Goal of the exercise
Look below for lines that hold the string "nice" and copy each one.

Data for this task
>>>>>
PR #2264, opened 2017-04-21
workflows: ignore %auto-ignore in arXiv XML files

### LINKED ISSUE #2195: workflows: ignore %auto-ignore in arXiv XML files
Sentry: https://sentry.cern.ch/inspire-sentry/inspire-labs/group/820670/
<<<<<
>>>>>
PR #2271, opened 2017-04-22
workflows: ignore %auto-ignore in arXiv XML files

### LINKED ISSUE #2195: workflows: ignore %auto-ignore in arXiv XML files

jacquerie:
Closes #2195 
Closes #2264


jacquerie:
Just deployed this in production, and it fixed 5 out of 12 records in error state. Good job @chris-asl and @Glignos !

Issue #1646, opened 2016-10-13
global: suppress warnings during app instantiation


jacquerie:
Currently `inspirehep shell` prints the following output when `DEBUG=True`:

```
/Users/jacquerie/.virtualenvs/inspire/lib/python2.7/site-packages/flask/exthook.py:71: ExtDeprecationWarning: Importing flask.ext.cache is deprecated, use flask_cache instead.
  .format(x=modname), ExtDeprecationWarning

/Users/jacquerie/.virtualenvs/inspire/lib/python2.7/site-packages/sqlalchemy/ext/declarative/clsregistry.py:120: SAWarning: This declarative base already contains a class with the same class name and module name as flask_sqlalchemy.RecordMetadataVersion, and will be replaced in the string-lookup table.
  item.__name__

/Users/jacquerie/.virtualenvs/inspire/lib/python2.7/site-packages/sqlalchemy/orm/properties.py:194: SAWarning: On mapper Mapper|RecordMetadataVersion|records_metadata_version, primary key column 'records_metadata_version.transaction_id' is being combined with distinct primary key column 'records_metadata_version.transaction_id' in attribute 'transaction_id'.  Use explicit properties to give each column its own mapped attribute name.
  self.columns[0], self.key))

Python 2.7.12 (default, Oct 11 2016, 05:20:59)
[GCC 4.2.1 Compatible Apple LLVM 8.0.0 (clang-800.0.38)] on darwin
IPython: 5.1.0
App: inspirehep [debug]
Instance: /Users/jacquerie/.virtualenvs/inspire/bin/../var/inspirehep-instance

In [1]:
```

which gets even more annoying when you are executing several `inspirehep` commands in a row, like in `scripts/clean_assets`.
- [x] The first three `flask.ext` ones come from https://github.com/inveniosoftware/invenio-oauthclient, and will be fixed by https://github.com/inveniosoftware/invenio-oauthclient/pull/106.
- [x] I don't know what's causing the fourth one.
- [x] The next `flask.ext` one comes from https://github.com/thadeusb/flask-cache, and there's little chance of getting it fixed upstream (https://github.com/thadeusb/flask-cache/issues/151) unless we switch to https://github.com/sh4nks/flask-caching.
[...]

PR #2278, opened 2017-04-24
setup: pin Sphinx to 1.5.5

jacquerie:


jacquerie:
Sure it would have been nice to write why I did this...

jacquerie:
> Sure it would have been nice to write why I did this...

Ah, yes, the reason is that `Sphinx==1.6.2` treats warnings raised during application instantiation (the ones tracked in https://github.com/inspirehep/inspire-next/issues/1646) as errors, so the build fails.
<<<<<
Output for this task
Sure it would have been nice to write why I did this...
> Sure it would have been nice to write why I did this...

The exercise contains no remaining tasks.